Analysis and solution-control information for calibration and validation follow:
Material parameter calibration occurs using the curve-fitting tool.
Example 15.1: Fitting a Hyperelastic Constitutive Model to a Set of Uniaxial Stress-Strain Data
The command input shown here is for illustration only. While curve-fitting is possible via command input, Ansys, Inc. recommends using the graphical user interface (GUI) to perform the curve-fitting, or at least visually validating the results using the GUI to ensure a sound fit.
/PREP7 TBFT,FADD,1,HYPER,MOONEY,3 TBFT,EADD,1,UNIA,UNIAX.LOG TBFT,SOLVE,1,HYPER,MOONEY,3 TBFT,FSET,1,HYPER,MOONEY,3
The TBFT,FADD command initializes the curve-fitting procedure for a hyperelastic, three-parameter, Mooney-Rivlin model assigned to material identification number 1.
TBFT,EADD reads the uniaxial experimental data in the uniax.log file as the fitting data for material number 1. The experimental data in the file is a set of engineering-strain vs. engineering-stress input:
0.819139E-01 0.82788577E+00 0.166709E+00 0.15437247E+01 0.253960E+00 0.21686152E+01 0.343267E+00 0.27201819E+01 0.434257E+00 0.32129833E+01 0.526586E+00 0.36589498E+01 0.619941E+00 0.40677999E+01 0.714042E+00 0.44474142E+01 0.808640E+00 0.48041608E+01 0.903519E+00 0.51431720E+01 0.998495E+00 0.54685772E+01 0.109341E+01 0.57836943E+01
TBFT,SOLVE determines the three constitutive parameters for the Mooney-Rivlin model, minimizing the difference between the model and the experimental data.
TBFT,FSET assigns the fitted constitutive parameters to material number 1.
For this problem, the fitted parameters for the three-parameter Mooney-Rivlin model are:
C 10 =
1.338856 |
C 01 = 5.236214 x
10-1 |
C 11 = - 1.648364 x
10-2 |
Following is a mesh developed to simulate the torsion experiment to validate the fitted constitutive model parameters obtained in Calibrating Parameters:
The mesh consists of 1,332 SOLID186 elements using the default formulation (a mixed-displacement pressure formulation with reduced integration).
The attachment of the test specimen to the test apparatus is simulated by boundary conditions applied to the specimen in the region of the clamps, as described here:
The back-left clamp region is fully restrained.
The back-right clamp region is attached to a rigid-contact surface and fixed in place.
The front-left clamp region is attached to a rigid-contact surface and displaced in the z direction to simulate a clamping displacement equal to 25 percent of the specimen thickness.

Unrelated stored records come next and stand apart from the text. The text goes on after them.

PR #3637, opened 2021-02-16
Add script to estimate source probabilities from trigger files

veronica-villa:


bin/pycbc_source_probability_offline
```diff
@@ -0,0 +1,92 @@
...
+GPS_START_TIME = args.trigger_file.split('-')[2]
+GPS_START_TIME_NS = args.trigger_file.split('-')[3].split('.')[0]
+
+dir_path = 'source_probability_results/CHUNK_%s-%s/' % (GPS_START_TIME,
+                                                        GPS_START_TIME_NS)
+if not os.path.exists(dir_path):
+    try:
+        os.makedirs(dir_path)
+        logging.info('Created directory %s' % dir_path)
+    except OSError:
```
tdent, line 53: I'm not sure why you need to have a specially coded try-except switch here - what is the problem if you just write os.makedirs and if there is some sort of error the program should stop and report the error anyway

bin/pycbc_source_probability_offline
```diff
@@ -0,0 +1,92 @@
...
+              (args.bank_file).split('/')[-1],
+              (',').join([name.split('/')[-1] for name
+                          in args.single_detector_triggers])))
+
+GPS_START_TIME = args.trigger_file.split('-')[2]
+GPS_START_TIME_NS = args.trigger_file.split('-')[3].split('.')[0]
+
+dir_path = 'source_probability_results/CHUNK_%s-%s/' % (GPS_START_TIME,
+                                                        GPS_START_TIME_NS)
+if not os.path.exists(dir_path):
```
tdent, line 49: If I look for the documentation on os.makedirs it seems to have an option `exist_ok=False` which you can change to True to allow for the case that the dir already exists. So I think if you use this it's not necessary to check if it already exists.

Maybe you might want to warn the user that they could be overwriting existing results or have a special option to control that, but that is a separate functionality which at the moment I don't think we need

bin/pycbc_source_probability_offline
```diff
@@ -0,0 +1,92 @@
...
+    try:
+        os.makedirs(dir_path)
+        logging.info('Created directory %s' % dir_path)
+    except OSError:
+        print('ERROR creating directory %s' % dir_path)
```
tdent, line 54: The problem here is that the program prints that there is an error but doesn't halt, it still goes on and does the calculations and tries to save the output plots ..

bin/pycbc_source_probability_offline
```diff
@@ -0,0 +1,92 @@
...
+
+mass1 = fortrigs.get_bankfile_array('mass1')[idx]
+mass2 = fortrigs.get_bankfile_array('mass2')[idx]
+mchirp,_ = mass1_mass2_to_mchirp_eta(mass1, mass2)
+end_time = fortrigs.get_end_time()[idx]
+sngl_snr = fortrigs.get_snglfile_array_dict('snr')
+sngl_sigmasq = fortrigs.get_snglfile_array_dict('sigmasq')
+
+for event in tqdm.trange(len(ifar)):
+    ifos_event = [ifo for ifo in sngl_snr.keys() if sngl_snr[ifo][1][event]]
```
tdent, line 78: maybe we need a comment here to explain what is sngl_snr[ifo] so we can see why you are indexing on the 1 or 0 element

bin/pycbc_source_probability_offline
```diff
@@ -0,0 +1,92 @@
...
+parser.add_argument('--ifar-threshold', type=float, default=None,
+                    help='Select only candidate events with IFAR '
+                         'above threshold.')
+parser.add_argument('--verbose', action='count')
+parser.add_argument("--version", action="version",
+                    version=pycbc.version.git_verbose_msg)
+mchirp_area.insert_args(parser)
+args = parser.parse_args()
+
+mc_area_args = mchirp_area.from_cli(args)
```
tdent, line 32: maybe you want to check here (ie `assert`) that the NS/mass gap boundaries are the same number, otherwise if they are not then p(MG) could be nonzero and then we would get incorrect results by removing p(MG)

bin/pycbc_source_probability_offline
```diff
@@ -0,0 +1,92 @@
...
+import h5py, logging
+import numpy as np
+import json
+import tqdm
+from pycbc.io import hdf
+from pycbc.pnutils import mass1_mass2_to_mchirp_eta
+from pycbc import mchirp_area
+import pycbc.version
+
+parser = argparse.ArgumentParser()
```
titodalcanton, line 17: You could pass the `description=__doc__` argument to the constructor, so that the docstring shows up in the help message.

bin/pycbc_source_probability_offline
```diff
@@ -0,0 +1,92 @@
...
+parser.add_argument("--version", action="version",
+                    version=pycbc.version.git_verbose_msg)
+mchirp_area.insert_args(parser)
+args = parser.parse_args()
+
+mc_area_args = mchirp_area.from_cli(args)
+
+if args.verbose:
+    log_level = logging.INFO
+    logging.basicConfig(format='%(asctime)s : %(message)s', level=log_level)
```
titodalcanton, line 36: I suggesting using the function `pycbc.init_logging()` instead of these 3 lines.

bin/pycbc_source_probability_offline
```diff
@@ -0,0 +1,92 @@
...
+
+logging.info('Using files: %s, %s, %s' %
```
titodalcanton, line 38: Do not use the `%` formatter in `logging`. Pass the arguments as simple arguments to `logging.info()` instead.

bin/pycbc_source_probability_offline
```diff
@@ -0,0 +1,92 @@
...
+import json
+import tqdm
+from pycbc.io import hdf
+from pycbc.pnutils import mass1_mass2_to_mchirp_eta
+from pycbc import mchirp_area
+import pycbc.version
+
+parser = argparse.ArgumentParser()
+parser.add_argument('--trigger-file')
+parser.add_argument('--bank-file')
```
titodalcanton, line 19: Please mark every required option with the `required=True` arg.

bin/pycbc_source_probability_offline
```diff
@@ -0,0 +1,92 @@
...
+    ifos_event = [ifo for ifo in sngl_snr.keys() if sngl_snr[ifo][1][event]]
+    snrs_event = [sngl_snr[ifo][0][event] for ifo in ifos_event]
+    coinc_snr = sum([sngl_snr**2 for sngl_snr in snrs_event]) ** 0.5
+    min_eff_dist = min([(sngl_sigmasq[ifo][0][event])**0.5
+                       / sngl_snr[ifo][0][event] for ifo in ifos_event])
+    probs = mchirp_area.calc_probabilities(mchirp[event], coinc_snr,
+                                           min_eff_dist, mc_area_args)
+    probs.pop("Mass Gap")
+    ifo_names = ''.join(sorted(ifos_event))
+    end_time_s = str(end_time[event]).split('.')[0]
```
titodalcanton, line 87: Please use a more readable way of rounding the number,
```
end_time_s = '{:.0f}'.format(end_time[event])
```

bin/pycbc_source_probability_offline
```diff
@@ -0,0 +1,92 @@
...
+
+    out_name = dir_path + '%s-%s-%s-1.json' % (ifo_names, args.search_tag,
+                                               end_time_s)
```
titodalcanton, line 90: Related to the above comment: in fact you could just do the rounding here and remove line 87.

bin/pycbc_source_probability_offline
veronica-villa: Thanks for bringing this up. I thought also on the possibility of having an extra argument like '--include-mass-gap' in case anyone wants the full set (?)

tdent: ok - that would be more complicated than we want to do now in this script. maybe to allow for this in future you could define a variable `include_mass_gap` which is set to False and then have this check performed only if the variable is False and also remove the MG probability only in this case. 
.. i.e. this would allow for the option to be added later.

bin/pycbc_source_probability_offline
veronica-villa: It seems the `exist_ok` option is only available for python3... so I think maybe we can stay with the `if not os.path.exists(dir_path)` option for the moment

titodalcanton: You could also use the custom `makedir()` function we have in `pycbc/__init__.py`, which I think does what you want.

bin/pycbc_source_probability_offline
veronica-villa: I did not want to round the number but truncate it so I just used the int(number) function

bin/pycbc_source_probability_offline
```diff
@@ -0,0 +1,96 @@
+#!/usr/bin/env python
+"""
+Compute source probabilities using mchirp estimation method for all events
+in a chunk with an IFAR above certain threshold.
+"""
+import os
```
tdent, line 6: do you use os ?

bin/pycbc_source_probability_offline
```diff
@@ -0,0 +1,96 @@
...
+import pycbc
+from pycbc.io import hdf
+from pycbc.pnutils import mass1_mass2_to_mchirp_eta
+from pycbc import mchirp_area
+
+parser = argparse.ArgumentParser(description=__doc__)
+parser.add_argument('--trigger-file', required=True)
+parser.add_argument('--bank-file', required=True)
+parser.add_argument('--single-detector-triggers', nargs='+', required=True)
+parser.add_argument('--search-tag', required=True,
```
tdent, line 22: maybe explain the help a bit more, eg 'String to add to the output file names, eg (...)'

tdent (changes requested):
I think the import os can be removed, otherwise approved!

tdent (approved):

The same is true for the front-right clamp region.
The stretching to 50 percent engineering strain is simulated by displacing the rigid-contact surfaces attached to the right clamp regions while holding left clamp regions fixed.
The torsion of the specimen is simulated by holding the left clamp region in place and twisting the keypoints attached to the right contact surfaces about the longitudinal axis.